**The problem**:
Return the following from the records below: each line, word for word, starting with the line that contains "See how this" and going on through the line that contains "This appears to", with nothing outside that range.
*** Provided entries Section Begins ***
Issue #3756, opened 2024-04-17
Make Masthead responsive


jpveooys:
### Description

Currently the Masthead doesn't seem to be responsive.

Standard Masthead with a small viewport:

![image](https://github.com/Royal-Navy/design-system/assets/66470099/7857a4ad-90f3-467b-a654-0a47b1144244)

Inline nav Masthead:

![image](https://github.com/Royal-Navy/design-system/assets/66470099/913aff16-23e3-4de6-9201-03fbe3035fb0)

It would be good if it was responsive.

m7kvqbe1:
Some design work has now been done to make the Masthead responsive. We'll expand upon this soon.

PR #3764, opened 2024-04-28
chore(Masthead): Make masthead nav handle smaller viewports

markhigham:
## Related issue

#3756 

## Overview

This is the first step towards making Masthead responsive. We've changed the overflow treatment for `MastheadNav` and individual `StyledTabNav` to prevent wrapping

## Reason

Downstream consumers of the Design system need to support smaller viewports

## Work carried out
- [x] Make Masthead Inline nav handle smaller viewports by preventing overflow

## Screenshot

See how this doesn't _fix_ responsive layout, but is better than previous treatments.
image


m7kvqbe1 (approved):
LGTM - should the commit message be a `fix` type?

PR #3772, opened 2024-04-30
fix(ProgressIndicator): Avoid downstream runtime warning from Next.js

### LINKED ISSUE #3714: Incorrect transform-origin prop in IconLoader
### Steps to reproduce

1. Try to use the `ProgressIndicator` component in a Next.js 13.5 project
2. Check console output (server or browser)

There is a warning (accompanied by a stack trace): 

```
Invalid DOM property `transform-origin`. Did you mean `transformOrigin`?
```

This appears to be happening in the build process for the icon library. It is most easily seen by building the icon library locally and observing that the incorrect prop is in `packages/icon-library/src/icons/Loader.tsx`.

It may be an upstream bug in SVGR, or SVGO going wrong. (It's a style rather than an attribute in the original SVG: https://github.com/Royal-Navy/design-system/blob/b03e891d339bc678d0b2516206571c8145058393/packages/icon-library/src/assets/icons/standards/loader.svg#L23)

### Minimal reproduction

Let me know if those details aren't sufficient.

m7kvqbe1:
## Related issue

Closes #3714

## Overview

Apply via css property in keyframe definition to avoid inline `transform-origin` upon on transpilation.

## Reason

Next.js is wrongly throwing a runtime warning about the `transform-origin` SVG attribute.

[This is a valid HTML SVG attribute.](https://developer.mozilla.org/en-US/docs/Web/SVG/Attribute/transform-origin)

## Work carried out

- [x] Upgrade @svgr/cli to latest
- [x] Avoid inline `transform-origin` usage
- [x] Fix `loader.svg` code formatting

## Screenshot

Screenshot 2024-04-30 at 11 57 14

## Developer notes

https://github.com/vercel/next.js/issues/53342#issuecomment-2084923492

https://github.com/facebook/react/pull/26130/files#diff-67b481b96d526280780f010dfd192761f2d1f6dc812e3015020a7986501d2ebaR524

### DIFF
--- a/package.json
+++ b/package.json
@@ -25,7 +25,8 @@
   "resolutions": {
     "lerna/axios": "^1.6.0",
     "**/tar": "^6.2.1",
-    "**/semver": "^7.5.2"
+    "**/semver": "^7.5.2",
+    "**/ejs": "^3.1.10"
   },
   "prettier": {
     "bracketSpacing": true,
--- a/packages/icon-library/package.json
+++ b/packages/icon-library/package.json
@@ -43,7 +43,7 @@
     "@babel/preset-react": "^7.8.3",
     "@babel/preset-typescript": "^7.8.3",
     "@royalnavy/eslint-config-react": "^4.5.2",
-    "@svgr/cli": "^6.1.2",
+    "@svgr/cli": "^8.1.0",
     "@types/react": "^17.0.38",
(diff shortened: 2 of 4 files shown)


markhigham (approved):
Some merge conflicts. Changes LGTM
*** Provided entries Section Ends ***
*** Provided entries Section Begins ***
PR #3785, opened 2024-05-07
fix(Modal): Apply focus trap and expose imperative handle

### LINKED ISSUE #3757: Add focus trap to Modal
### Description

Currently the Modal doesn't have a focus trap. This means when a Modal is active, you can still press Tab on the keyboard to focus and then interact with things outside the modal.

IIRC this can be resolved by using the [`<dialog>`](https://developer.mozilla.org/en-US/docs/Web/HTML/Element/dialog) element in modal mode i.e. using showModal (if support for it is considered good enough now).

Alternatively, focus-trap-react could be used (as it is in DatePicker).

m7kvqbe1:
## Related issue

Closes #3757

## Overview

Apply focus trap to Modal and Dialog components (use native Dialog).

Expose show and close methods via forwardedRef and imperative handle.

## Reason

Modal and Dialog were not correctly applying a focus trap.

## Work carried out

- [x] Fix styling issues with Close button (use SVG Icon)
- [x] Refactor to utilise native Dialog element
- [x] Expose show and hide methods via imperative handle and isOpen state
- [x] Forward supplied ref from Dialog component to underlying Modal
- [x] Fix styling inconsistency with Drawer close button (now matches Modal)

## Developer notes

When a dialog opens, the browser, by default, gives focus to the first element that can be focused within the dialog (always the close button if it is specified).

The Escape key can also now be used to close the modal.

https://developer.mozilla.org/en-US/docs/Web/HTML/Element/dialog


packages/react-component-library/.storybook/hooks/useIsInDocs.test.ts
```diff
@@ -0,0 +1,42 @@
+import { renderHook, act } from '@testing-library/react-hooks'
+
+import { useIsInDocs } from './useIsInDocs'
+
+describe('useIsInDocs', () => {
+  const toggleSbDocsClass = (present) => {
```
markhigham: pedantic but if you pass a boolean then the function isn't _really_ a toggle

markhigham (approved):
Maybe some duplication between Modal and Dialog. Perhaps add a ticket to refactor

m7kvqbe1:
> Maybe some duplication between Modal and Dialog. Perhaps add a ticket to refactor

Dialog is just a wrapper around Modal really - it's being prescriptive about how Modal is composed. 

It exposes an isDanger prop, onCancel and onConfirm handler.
*** Provided entries Section Ends ***
*** Provided entries Section Begins ***
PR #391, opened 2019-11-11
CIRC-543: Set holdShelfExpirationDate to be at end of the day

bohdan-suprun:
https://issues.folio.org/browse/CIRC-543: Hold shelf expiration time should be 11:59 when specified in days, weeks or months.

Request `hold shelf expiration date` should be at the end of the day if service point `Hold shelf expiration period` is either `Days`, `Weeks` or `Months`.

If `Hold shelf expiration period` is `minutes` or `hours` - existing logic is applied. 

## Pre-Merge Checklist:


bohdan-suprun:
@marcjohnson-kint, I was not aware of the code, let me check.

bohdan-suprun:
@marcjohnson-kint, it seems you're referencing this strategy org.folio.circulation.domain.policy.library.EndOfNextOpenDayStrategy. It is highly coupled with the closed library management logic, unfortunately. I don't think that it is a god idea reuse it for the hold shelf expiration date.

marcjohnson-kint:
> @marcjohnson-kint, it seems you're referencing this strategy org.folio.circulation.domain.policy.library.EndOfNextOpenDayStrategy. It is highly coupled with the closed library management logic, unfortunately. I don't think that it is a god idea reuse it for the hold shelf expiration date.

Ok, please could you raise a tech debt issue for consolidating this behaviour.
*** Provided entries Section Ends ***
**Solved exercise**:
See how this doesn't _fix_ responsive layout, but is better than previous treatments.
image


m7kvqbe1 (approved):
LGTM - should the commit message be a `fix` type?

PR #3772, opened 2024-04-30
fix(ProgressIndicator): Avoid downstream runtime warning from Next.js

### LINKED ISSUE #3714: Incorrect transform-origin prop in IconLoader
### Steps to reproduce

1. Try to use the `ProgressIndicator` component in a Next.js 13.5 project
2. Check console output (server or browser)

There is a warning (accompanied by a stack trace): 

```
Invalid DOM property `transform-origin`. Did you mean `transformOrigin`?
```

This appears to be happening in the build process for the icon library. It is most easily seen by building the icon library locally and observing that the incorrect prop is in `packages/icon-library/src/icons/Loader.tsx`.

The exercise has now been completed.